**GIVEN ENTRIES**
□ □ □ □

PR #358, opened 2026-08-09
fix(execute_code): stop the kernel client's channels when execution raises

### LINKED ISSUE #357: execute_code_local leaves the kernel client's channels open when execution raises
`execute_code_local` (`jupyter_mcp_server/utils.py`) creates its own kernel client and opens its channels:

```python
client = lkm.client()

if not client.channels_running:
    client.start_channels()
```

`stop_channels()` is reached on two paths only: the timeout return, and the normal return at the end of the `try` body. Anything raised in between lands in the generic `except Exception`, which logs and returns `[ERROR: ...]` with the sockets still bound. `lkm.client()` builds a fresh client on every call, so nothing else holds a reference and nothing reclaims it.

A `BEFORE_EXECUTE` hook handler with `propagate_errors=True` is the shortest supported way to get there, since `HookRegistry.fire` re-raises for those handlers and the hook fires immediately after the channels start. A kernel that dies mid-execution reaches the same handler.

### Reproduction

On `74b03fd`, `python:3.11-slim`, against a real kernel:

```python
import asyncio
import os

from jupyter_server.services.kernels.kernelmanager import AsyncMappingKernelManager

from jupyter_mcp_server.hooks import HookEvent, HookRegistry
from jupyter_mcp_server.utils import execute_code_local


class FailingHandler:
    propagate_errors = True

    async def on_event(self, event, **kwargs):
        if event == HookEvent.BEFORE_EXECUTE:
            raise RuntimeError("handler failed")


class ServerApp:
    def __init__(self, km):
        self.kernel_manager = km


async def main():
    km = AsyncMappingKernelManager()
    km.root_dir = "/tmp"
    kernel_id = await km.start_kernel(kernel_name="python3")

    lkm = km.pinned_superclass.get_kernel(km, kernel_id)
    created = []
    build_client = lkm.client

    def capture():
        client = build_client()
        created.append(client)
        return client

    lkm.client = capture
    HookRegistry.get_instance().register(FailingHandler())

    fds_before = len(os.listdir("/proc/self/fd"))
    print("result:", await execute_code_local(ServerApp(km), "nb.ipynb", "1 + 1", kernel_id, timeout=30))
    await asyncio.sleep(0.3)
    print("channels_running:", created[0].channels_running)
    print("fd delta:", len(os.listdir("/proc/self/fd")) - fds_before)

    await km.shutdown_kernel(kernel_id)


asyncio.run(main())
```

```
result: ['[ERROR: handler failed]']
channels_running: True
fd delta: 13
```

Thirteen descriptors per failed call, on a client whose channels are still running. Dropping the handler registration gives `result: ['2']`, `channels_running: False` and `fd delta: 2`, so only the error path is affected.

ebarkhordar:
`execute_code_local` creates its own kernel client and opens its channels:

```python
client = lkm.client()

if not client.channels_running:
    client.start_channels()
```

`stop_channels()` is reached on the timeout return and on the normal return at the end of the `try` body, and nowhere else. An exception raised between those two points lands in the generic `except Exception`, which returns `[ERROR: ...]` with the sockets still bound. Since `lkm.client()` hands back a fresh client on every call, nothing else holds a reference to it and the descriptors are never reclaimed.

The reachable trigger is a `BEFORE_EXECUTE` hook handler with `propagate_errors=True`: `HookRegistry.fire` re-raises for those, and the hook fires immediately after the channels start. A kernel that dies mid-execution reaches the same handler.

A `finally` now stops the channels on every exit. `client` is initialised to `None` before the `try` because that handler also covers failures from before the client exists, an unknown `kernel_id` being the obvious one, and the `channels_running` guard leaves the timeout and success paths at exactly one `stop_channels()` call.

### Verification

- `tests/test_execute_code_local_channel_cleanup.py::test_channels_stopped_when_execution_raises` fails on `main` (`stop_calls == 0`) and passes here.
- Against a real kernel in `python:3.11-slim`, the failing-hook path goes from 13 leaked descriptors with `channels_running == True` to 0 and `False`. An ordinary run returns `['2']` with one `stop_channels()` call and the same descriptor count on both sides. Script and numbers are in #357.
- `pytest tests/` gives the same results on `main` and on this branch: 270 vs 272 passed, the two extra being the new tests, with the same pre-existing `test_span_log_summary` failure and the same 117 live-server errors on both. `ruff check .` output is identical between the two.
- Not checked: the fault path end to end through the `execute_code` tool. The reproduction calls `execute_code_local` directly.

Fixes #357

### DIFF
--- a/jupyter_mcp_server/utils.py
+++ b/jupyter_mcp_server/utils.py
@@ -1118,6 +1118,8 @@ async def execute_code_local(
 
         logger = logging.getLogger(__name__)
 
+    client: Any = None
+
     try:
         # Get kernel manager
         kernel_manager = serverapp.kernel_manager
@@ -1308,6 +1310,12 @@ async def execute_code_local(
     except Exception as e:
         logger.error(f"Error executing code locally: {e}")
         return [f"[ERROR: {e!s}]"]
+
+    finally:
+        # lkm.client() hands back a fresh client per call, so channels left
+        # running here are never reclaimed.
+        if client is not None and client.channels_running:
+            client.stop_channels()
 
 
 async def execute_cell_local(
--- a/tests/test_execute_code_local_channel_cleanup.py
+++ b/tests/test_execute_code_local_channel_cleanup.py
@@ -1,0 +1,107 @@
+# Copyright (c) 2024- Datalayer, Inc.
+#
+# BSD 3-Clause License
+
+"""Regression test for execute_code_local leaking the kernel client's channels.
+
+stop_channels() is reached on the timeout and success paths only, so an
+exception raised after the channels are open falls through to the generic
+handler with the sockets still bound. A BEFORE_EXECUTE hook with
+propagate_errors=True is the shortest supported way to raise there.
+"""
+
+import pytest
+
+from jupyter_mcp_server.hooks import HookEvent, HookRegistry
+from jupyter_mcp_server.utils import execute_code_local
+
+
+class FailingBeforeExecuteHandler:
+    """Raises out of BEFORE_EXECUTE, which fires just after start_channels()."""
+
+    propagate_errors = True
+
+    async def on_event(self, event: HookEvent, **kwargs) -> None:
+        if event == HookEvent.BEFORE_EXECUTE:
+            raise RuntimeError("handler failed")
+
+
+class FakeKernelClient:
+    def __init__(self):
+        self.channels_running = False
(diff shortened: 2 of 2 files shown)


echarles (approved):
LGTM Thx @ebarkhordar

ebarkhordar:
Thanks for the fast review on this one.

□ □ □ □

**WHAT IS EXPECTED**
From the records above, return each line where "False" occurs.

**ANSWER TO THIS TASK**
Thirteen descriptors per failed call, on a client whose channels are still running. Dropping the handler registration gives `result: ['2']`, `channels_running: False` and `fd delta: 2`, so only the error path is affected.
- Against a real kernel in `python:3.11-slim`, the failing-hook path goes from 13 leaked descriptors with `channels_running == True` to 0 and `False`. An ordinary run returns `['2']` with one `stop_channels()` call and the same descriptor count on both sides. Script and numbers are in #357.
+        self.channels_running = False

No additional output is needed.